20 JUNE 2022

Malta should be a Place of Shelter


Malta Refugee Council Statement on World Refugee Day 2022


Malta in 2022 offers an extremely hostile environment to refugees reaching our shores. The Government refuses to explain why they are abandoned out at sea, either not rescued or not allowed to safely disembark. Hundreds are detained in squalid conditions and on dubious legal grounds in what international human rights bodies described as “institutional mass neglect”.

New detention rules dramatically limit their possibility of receiving needed information and support. Measures adopted by the Government in eagerness to speed up an under-resourced asylum procedure limit the opportunity for persons to fully explain why they are in need of protection, whilst the care provided to the most vulnerable is – at most – basic. Dialogue between the Government and civil society, including refugee-led groups, has been effectively closed.

Never before has refugee protection been so challenging.

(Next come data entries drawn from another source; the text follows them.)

PR #1317, opened 2021-06-15
Testing hypothesis on parallel AKS testing

scottmuc:
My hypothesis is that there may exist issues testing AKS in parallel.
There may exist a shared resource that results in the first env to
"obtain" this resource will succeed and the subsequent environment will
fail. Cheap to test this, so why not...

I decreased the number of K8s versions to test to minimise the length of
the pipeline and the possibility for random failures.

GEN_REL bumped to 1.19, though I'm not sure if that makes a difference.
Going to play with that setting to understand it more.


scottmuc:
Closing since this shows that a non-parallel run of AKS testing still results in the same failures in AKS 1.19

PR #2547, opened 2022-04-13
Feature weights hist handler issue 2328 - Fix docstring

### LINKED ISSUE #2328: WeightsHistHandler should plot all weights (incl those without grad)

sadra-barikbin:
Fixes #2328 

Description:
Fix bug in docstring


ignite/contrib/handlers/tensorboard_logger.py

On World Refugee Day 2022 the Malta Refugee Council appeals to Malta to be place of shelter for those men, women and children forced to flee their homes. Whether fleeing the war in Ukraine, discriminatory laws in Nigeria or ethnic conflict in South Sudan, all refugees share the same need for safety, protection and dignity.

Safety, for refugees as for all of us, requires us to ensure no lives are lost or harmed in fleeing and seeking protection. It means ensuring we rescue people in distress at sea and bring them to land as soon as possible. Importantly, it requires us to stop pushing refugees back to countries where we know they will surely face the most horrific violations.

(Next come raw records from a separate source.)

PR #2555, opened 2022-04-19
Fix zero_grad place resulting in zero logs

### LINKED ISSUE #2459: GradsScalarHandler logs 0 gradients if default update function is used

sadra-barikbin:
Fixes #2459 

Description:
Based on PR #2470 . Tests are added.

Check list:


tests/ignite/engine/test_create_supervised.py
```diff
@@ -124,6 +124,37 @@ def _():
...
+        data = [(_x, _y) for _x, _y in zip(x, y)]
+
+        @trainer.on(Events.ITERATION_COMPLETED)
+        def _():
+            assert model.weight.data.grad != 0
+
+        trainer.run(data)
+
+    _test(1)
+    _test(3)
```
vfdev-5, line 155: Can you please use `@pytest.mark.parametrize` for that directly instead of calling `_test(1)`, `_test(3)`

tests/ignite/contrib/handlers/conftest.py
```diff
@@ -1,6 +1,5 @@
 from unittest.mock import Mock
 
-import numpy as np
```
vfdev-5, line 3: This should be reverted

vfdev-5 (commented):
Thanks for the PR @sadra-barikbin 
Few comments to make it better

tests/ignite/engine/test_create_supervised.py
```diff
@@ -340,25 +369,39 @@ def _test_create_evaluation_step(
     assert output_transform_mock.called
 
 
-def test_create_supervised_trainer():
+@pytest.mark.parametrize("gradient_accumulation_steps", [1, 3])
```
vfdev-5, line 372: I do not understand why you changed this ?

tests/ignite/engine/test_create_supervised.py
```diff
@@ -340,25 +369,39 @@ def _test_create_evaluation_step(
...
+def test_create_supervised_trainer(gradient_accumulation_steps):
     _test_create_supervised_trainer_wrong_accumulation()
-    _test_create_supervised_trainer(gradient_accumulation_steps=1)
-    _test_create_supervised_trainer(gradient_accumulation_steps=3)
+    _test_create_supervised_trainer(gradient_accumulation_steps=gradient_accumulation_steps)
+    _test_create_supervised_trainer(gradient_accumulation_steps=gradient_accumulation_steps)
```
vfdev-5, line 376: Here you call the same test twice ?

tests/ignite/engine/test_create_supervised.py
sadra-barikbin: You mean there is no need to `_test_create_supervised_trainer_have_grad_after_iteration` with different `gradient_accumulation_steps`?

sadra-barikbin: @vfdev-5 You mean there is no need to _test_create_supervised_trainer_have_grad_after_iteration with different gradient_accumulation_steps?

vfdev-5: @sadra-barikbin try to execute these tests and see what this code do.
It will generate 2 tests like 
`test_create_supervised_trainer[gradient_accumulation_steps-1]` and `test_create_supervised_trainer[gradient_accumulation_steps-3]` where 
`_test_create_supervised_trainer_wrong_accumulation()` and `_test_create_mocked_supervised_trainer()` will be executed twice which is useless.

I suggest to revert the change and just call 
```
_test_create_supervised_trainer_have_grad_after_iteration(1)
_test_create_supervised_trainer_have_grad_after_iteration(3)
```

Another solution could be split `test_create_supervised_trainer` into 2 tests such that the first test is executing once `_test_create_supervised_trainer_wrong_accumulation` and `_test_create_mocked_supervised_trainer` and the second is parametrizing `gradient_accumulation_steps` and calling others

vfdev-5: > Another solution could be split test_create_supervised_trainer into 2 tests such that the first test is executing once _test_create_supervised_trainer_wrong_accumulation and _test_create_mocked_supervised_trainer and the second is parametrizing gradient_accumulation_steps and calling others

@sadra-barikbin can you make suggested changes please ?

sadra-barikbin: Excuse me for delay. Sure.

sadra-barikbin: @vfdev-5 , I did the first one but also did some refactors. Does it look good?

vfdev-5: It's difficult to say as this adds more lines than it removes :)
Can you pull from your branch locally and push an empty commit to restart the CI. Autofix pep does not launch everything somehow...

sadra-barikbin: It's because of applying autopep(It has put each parameter of `pytest.param`s in a separate line). Now there is no redundancy.

sadra-barikbin: @vfdev-5 , what else should I do?

vfdev-5 (approved):
Thanks @sadra-barikbin , lgtm

vfdev-5:
@sadra-barikbin your PR is failing on CUDA:
- https://app.circleci.com/pipelines/github/pytorch/ignite/2573/workflows/1e1e6a3c-95fb-45af-808a-2191b36788ab/jobs/7784
or
- https://github.com/pytorch/ignite/runs/6248177618?check_suite_focus=true#step:10:186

Protection, for refugees as for all of us, means living conditions that do not expose people to violence, threats, abuse, insults or any form or dehumanising treatment. It means ensuring that everyone is offered the full opportunity to explain their personal story, with the necessary support. Essentially, it means that refugees are all equally able to receive documents confirming their status and to approach procedures, systems and entities that provides support and services. To protect the most vulnerable we must firstly be able to see them and then to understand their individual needs so that appropriate care and healing may be provided. 

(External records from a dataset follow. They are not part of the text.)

PR #2560, opened 2022-05-02
Fix test on gpu

### LINKED ISSUE #2459: GradsScalarHandler logs 0 gradients if default update function is used

sadra-barikbin:
Fixes #2459 

Description:
There was an issue in `test_create_supervised` tests causing device mismatch error.


tests/ignite/engine/test_create_supervised.py
```diff
@@ -106,7 +106,7 @@ def _():
         assert pytest.approx(trainer.state.output[-1], abs=1e-5) == loss[0]
         accumulation[0] = loss[0] = 0.0
 
-    if model_device == trainer_device or ((model_device == "cpu") ^ (trainer_device == "cpu")):
+    if model_device == trainer_device or ((model_device in ["cpu", None]) and (trainer_device in ["cpu", None])):
```
sadra-barikbin, line 109: I changed this because in the case `trainer_device` and `model_device` were `cuda` and `cpu` or vice versa, we would not catch device mismatch error.

tests/ignite/engine/test_create_supervised.py
```diff
@@ -124,6 +124,40 @@ def _():
...
+
+    x = torch.tensor([[1.0], [1.0], [1.0], [1.0], [1.0]])
+    y = torch.tensor([[2.0], [3.0], [4.0], [5.0], [6.0]])
+    data = [(_x, _y) for _x, _y in zip(x, y)]
+
+    @trainer.on(Events.ITERATION_COMPLETED)
+    def _():
+        assert model.weight.grad != 0
+
+    if model_device == trainer_device or ((model_device in ["cpu", None]) and (trainer_device in ["cpu", None])):
```
sadra-barikbin, line 153: I copied this statement from `_test_create_supervised_trainer`.

vfdev-5 (approved):
Thanks @sadra-barikbin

Dignity, for refugees as for all of us, requires each of us to see ourselves in refugees. To treat refugees with dignity is to appreciate their individual human experiences and provide them with the space and opportunity to regain control over their own lives. It means rethinking our relationship with refugees from one that ‘manages migration and asylum’ to one that ‘supports individual empowerment and growth.’ For refugees as for all of us, a dignified treatment is what we would choose for ourselves.

On World Refugee Day 2022, the Malta Refugee Council appeals to Malta to be place of shelter. We invite the Government to reopen open and honest dialogue on the laws, policies and practices established to ‘manage migration and asylum’ so as to ensure they secure real safety, protection and dignity, while promoting effective integration, for all refugees.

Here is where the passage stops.